Beatty became the standard bearer for the non-elite tier of tackles in the NFL, being given a $7.5 million a year contract with essentially $19 million in full guarantees. The Giants gave Beatty a great deal of job security through a large $12.5 million signing bonus. Among veteran left tackles on long term deals, the percentage of contract guaranteed is first in the NFL and the full guarantee trails only Duane Brown and Branden Albert. Albert was signed a year after Beatty.
Even if you were to ignore the massive signing bonus Beatty received, the veteran offensive lineman has one of the worst structured contracts in the entire league.
Arguably the only comparable player with a worse structured contract is Sam Baker’s in Atlanta. If Beatty fails this year the Giants will take on over $8 million in cap charges if they release him in 2015. He also has a $650,000 guarantee so the Giants would need to pay him a token amount to go away. If that happens the Giants will have paid $19 million for a two year contract, which is a very high figure. They need him to last at least three seasons to justify the contract and based on what we have seen that may not be that easy.

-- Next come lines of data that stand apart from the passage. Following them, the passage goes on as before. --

PR #6083, opened 2024-07-16
chore(web): ensure onboarding for v2 works

denis-kralj-novu:
- remove force redirect on signup, overrides any other redirect
- add redirect allowed origins to provider
- wait for user data to show up when token is present

### DIFF
--- a/apps/web/src/ee/clerk/providers/ClerkProvider.tsx
+++ b/apps/web/src/ee/clerk/providers/ClerkProvider.tsx
@@ -27,6 +27,8 @@ const localization = {
   },
 };
 
+const ALLOWED_REDIRECT_ORIGINS = ['http://localhost:2022', new URL(location.href).origin];
+
 export const ClerkProvider: React.FC<PropsWithChildren<{}>> = ({ children }) => {
   const navigate = useNavigate();
   const { colorScheme } = useColorScheme();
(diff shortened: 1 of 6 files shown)


denis-kralj-novu:
Cannot test the new user registration flow while **[this error](https://novu.slack.com/archives/C06DU7A7BPV/p1721131701635689)** still happens

apps/web/src/ee/clerk/providers/ClerkProvider.tsx
```diff
@@ -27,6 +27,8 @@ const localization = {
   },
 };
 
+const ALLOWED_REDIRECT_ORIGINS = ['http://localhost:2022', new URL(location.href).origin];
```
SokratisVidros: Can you please try this and see if it works?

```suggestion
const ALLOWED_REDIRECT_ORIGINS = ['http://localhost:*'];
```

SokratisVidros (changes requested):

apps/web/src/ee/clerk/providers/ClerkProvider.tsx
denis-kralj-novu: great suggestion, applied

SokratisVidros (approved):

SokratisVidros (approved):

The one potential luxury the Giants have with Beatty is that he doesn't lack talent. After all, they gave him a massive contract because they felt he earned it. And despite a poor 2013 campaign, Beatty could return to his pre-2013 self and no longer would his contract be considered the "worst." On the other hand, he could continue to go downhill and have his contract remembered as one of the worst the Giants have handed out over the last decade.